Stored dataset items

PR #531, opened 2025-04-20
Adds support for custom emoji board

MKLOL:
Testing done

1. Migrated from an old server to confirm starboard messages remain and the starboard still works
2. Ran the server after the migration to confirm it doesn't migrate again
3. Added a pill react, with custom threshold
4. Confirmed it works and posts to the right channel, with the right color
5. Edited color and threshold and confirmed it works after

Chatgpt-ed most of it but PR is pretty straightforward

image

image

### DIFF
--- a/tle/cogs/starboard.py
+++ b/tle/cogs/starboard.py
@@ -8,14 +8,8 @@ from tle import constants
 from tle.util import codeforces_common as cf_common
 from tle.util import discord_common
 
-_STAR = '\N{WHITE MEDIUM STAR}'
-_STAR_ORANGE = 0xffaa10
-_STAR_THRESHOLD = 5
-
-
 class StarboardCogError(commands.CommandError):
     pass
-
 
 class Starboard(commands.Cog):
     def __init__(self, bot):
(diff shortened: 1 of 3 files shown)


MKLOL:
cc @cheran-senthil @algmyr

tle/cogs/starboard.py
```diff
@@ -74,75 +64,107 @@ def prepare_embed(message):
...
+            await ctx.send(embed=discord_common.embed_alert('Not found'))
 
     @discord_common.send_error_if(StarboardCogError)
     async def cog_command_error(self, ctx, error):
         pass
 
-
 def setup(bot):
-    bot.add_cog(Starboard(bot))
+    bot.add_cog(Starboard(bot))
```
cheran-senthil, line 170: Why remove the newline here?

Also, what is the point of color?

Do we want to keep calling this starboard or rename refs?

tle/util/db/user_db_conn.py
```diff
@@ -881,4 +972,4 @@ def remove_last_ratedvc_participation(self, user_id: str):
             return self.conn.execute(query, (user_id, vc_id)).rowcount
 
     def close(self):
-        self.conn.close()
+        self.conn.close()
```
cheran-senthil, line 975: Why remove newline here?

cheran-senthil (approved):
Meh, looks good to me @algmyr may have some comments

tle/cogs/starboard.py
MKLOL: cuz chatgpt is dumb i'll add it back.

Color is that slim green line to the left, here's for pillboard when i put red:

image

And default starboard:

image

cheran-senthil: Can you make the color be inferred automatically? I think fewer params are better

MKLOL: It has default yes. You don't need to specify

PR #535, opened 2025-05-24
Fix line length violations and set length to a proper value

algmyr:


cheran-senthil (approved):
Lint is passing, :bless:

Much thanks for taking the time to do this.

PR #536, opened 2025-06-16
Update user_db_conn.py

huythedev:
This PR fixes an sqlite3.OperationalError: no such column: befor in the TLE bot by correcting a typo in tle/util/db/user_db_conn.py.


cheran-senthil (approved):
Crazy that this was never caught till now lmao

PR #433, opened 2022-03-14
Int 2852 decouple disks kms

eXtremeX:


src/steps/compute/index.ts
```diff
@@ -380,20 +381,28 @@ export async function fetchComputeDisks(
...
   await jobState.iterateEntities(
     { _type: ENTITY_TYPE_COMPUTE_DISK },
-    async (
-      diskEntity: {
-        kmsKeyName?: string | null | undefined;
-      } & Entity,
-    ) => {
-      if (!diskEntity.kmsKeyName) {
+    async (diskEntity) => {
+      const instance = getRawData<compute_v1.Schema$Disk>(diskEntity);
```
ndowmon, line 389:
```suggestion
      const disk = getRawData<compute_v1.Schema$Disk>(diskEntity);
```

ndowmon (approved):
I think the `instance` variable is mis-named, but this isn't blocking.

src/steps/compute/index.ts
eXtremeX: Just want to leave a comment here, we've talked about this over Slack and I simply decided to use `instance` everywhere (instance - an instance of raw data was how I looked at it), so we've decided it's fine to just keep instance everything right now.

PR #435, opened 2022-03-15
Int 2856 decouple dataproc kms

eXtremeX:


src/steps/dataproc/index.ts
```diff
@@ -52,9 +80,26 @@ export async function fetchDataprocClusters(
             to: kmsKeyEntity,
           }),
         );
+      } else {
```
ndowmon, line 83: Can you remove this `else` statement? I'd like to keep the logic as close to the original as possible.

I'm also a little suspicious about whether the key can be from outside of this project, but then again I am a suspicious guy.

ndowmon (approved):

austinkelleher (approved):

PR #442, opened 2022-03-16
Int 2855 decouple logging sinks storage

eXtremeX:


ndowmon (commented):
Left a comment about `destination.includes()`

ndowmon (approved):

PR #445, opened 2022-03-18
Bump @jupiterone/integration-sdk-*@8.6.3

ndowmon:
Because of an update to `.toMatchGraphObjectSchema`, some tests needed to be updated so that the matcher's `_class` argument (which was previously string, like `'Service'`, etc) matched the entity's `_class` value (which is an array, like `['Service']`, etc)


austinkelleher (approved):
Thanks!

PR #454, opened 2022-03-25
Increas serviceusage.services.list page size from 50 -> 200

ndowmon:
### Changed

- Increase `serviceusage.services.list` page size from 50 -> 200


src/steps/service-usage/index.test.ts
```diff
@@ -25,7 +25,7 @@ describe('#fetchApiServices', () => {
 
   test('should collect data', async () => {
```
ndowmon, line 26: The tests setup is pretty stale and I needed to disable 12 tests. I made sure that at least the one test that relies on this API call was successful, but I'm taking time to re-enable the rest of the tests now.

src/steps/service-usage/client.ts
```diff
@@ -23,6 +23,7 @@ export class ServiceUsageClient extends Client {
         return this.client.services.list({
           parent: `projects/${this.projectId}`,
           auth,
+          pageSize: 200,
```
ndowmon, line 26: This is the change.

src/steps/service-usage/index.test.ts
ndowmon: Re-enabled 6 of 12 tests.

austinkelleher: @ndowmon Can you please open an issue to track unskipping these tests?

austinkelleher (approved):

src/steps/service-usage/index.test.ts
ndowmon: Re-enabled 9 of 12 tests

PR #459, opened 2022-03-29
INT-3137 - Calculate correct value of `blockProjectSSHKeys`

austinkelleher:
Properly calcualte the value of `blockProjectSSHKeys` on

Task directions
Return exactly the line that contains "austinkelleher: @ndowmon Can" and every line after it, through the last line of the records.

Answer below
austinkelleher: @ndowmon Can you please open an issue to track unskipping these tests?

austinkelleher (approved):

src/steps/service-usage/index.test.ts
ndowmon: Re-enabled 9 of 12 tests

PR #459, opened 2022-03-29
INT-3137 - Calculate correct value of `blockProjectSSHKeys`

austinkelleher:
Properly calcualte the value of `blockProjectSSHKeys` on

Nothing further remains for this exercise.